I need help on how to properly transform my df from this:
df_installation = pd.DataFrame({'InstallationID': ["Item 1", "Item 2", "Item 3","Item 1", "Item 2", "Item 3"],
'Type': ["Metric", "Metric","Metric", "Imperial","Imperial","Imperial"],
'Measure 1': [11998, 11076,12025,129145,119221,129],
'Measure 2': [12000,12001,12002,129168,129178.764,129189.528],
'Measure Type': ["Morning","Afternoon","Evening","Morning","Afternoon","Evening"],
})
to this: --> (i attached an image sample too because the sample final df, I'm not sure how to create a json sample so i made it look like text so it will be accepted in a column)
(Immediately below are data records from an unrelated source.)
PR #412, opened 2021-10-17
Config rewrite

ghost:


src/config.rs
```diff
@@ -2,11 +2,11 @@
 //!
 //! *Important* make sure you use the same config for encoding and decoding, or else bincode will not work properly.
 //!
-//! To use a config, first create a type of [struct@Default]. This type will implement trait [Config] for further configuration.
+//! To use a config, first create a type of [struct@Configuration]. This type will implement trait [Config] for use with bincode.
```
VictorKoenders: `[struct@Configuration]` could be `[Configuration]`, this used to be there because `Default` would conflict with the trait

src/config.rs
```diff
@@ -38,15 +39,41 @@ use core::marker::PhantomData;
...
+    _a: PhantomData<A>,
+}
+
+#[allow(clippy::new_without_default)]
+impl Configuration {
+    /// The default config. By default this will be:
+    /// - Little endian
+    /// - Variable int encoding
+    /// - Skip fixed array length
+    pub fn new() -> Self {
```
VictorKoenders: This should probably be renamed to `standard` or something, we can bikeshed it in the future but I want to be clear it's not `new`

VictorKoenders: Do we know what the `legacy` (bincode 1) config was? Maybe we can add that immediately?

src/config.rs
```diff
@@ -38,15 +39,41 @@ use core::marker::PhantomData;
...
+            _i: PhantomData,
+            _a: PhantomData,
+        }
+    }
+
     /// Makes bincode encode all integer types in big endian.
-    fn with_big_endian(self) -> BigEndian<Self> {
-        BigEndian { _pd: PhantomData }
+    pub fn with_big_endian(self) -> Configuration<BigEndian, I, A> {
+        Self::generate()
```
VictorKoenders, line 78: Nitpick: `generate` could be a local fn instead of an impl fn, which would save a couple of keystrokes

src/config.rs
```diff
@@ -38,15 +39,41 @@ use core::marker::PhantomData;
...
+    /// - Little endian
+    /// - Variable int encoding
+    /// - Skip fixed array length
+    pub fn new() -> Self {
+        Self::generate()
+    }
+}
+
+impl<E, I, A> Configuration<E, I, A> {
+    fn generate<_E, _I, _A>() -> Configuration<_E, _I, _A> {
```
VictorKoenders, line 68: The current implementation means we can't transfer state between the previous instance of `Configuration` and the next one. For now I can only think of config options that are totally encoded in the type system, do you foresee any configs that could possibly contain variables that would need transferring? Maybe callback functions or something?

src/config.rs
VictorKoenders: Discussed with Zoey and we decided to keep `generate` as it is

src/config.rs
VictorKoenders: Discussed with Zoey and we decided to leave it like this until it becomes a problem. It's internal so at that point we can figure it out

VictorKoenders (approved):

df_installation_new = pd.DataFrame({'InstallationID': ['ID no1', "ID no2", "ID no3"],
'Metric': ["""{"text 1": {"label": "Measure Time","value": "Morning"},"text 2": {"label": "Measure 1","value": 11998},"text 3": {"label": "Measure 2","value": 12000}}""",
"""{"text 1": {"label": "Measure Time","value": "Afternoon"},"text 2": {"label": "Measure 1","value": 11076},"text 3": {"label": "Measure 2","value": 12001}}""",
"""{"text 1": {"label": "Measure Time","value": "Evening"},"text 2": {"label": "Measure 1","value": 12025},"text 3": {"label": "Measure 2","value": 12002}}"""
],
'Imperial': ["""{"text 1": {"label": "Measure Time","value": "Morning"},"text 2": {"label": "Measure 1","value": 129145},"text 3": {"label": "Measure 2","value": 129168}}""",
"""{"text 1": {"label": "Measure Time","value": "Afternoon"},"text 2": {"label": "Measure 1","value": 119221},"text 3": {"label": "Measure 2","value": 129178.764}}""",
"""{"text 1": {"label": "Measure Time","value": "Evening"},"text 2": {"label": "Measure 1","value": 129},"text 3": {"label": "Measure 2","value": 129189.528}}"""
],
})
CodePudding user response:
Given your input dataframe:
df = pd.DataFrame({'InstallationID': ["Item 1", "Item 2", "Item 3","Item 1", "Item 2", "Item 3"],
'Type': ["Metric", "Metric","Metric", "Imperial","Imperial","Imperial"],
'Measure 1': [11998, 11076,12025,129145,119221,129],
'Measure 2': [12000,12001,12002,129168,129178.764,129189.528],
'Measure Type': ["Morning","Afternoon","Evening","Morning","Afternoon","Evening"],
})
You could do the following:
1- Create a function to take the measure type, measure 1, and measure 2 to convert them into the needed format:
def to_my_format(mt, m1, m2):
return(f"""{{"text 1": {{"label": "Measure Time","value": "{mt}"}},"text 2": {{"label": "Measure 1","value": {m1}}},"text 3": {{"label": "Measure 2","value": {m2}}}}}""")
2- Apply this function to all rows of your dataframe:
df['json'] = df.apply(lambda x: to_my_format(x['Measure Type'], x['Measure 1'], x['Measure 2']), axis=1)
3- Now, pivot your dataframe on the first occurrence with ID as the index and Type as the columns:
df.pivot_table(index="InstallationID", columns="Type", values="json", aggfunc="first")
Output:
Type Imperial Metric
InstallationID
Item 1 {"text 1": {"label": "Measure Time","value": "... {"text 1": {"label": "Measure Time","value": "...
Item 2 {"text 1": {"label": "Measure Time","value": "... {"text 1": {"label": "Measure Time","value": "...
Item 3 {"text 1": {"label": "Measure Time","value": "... {"text 1": {"label": "Measure Time","value": "...
Please, for the future, provide some attempt on solving your problem.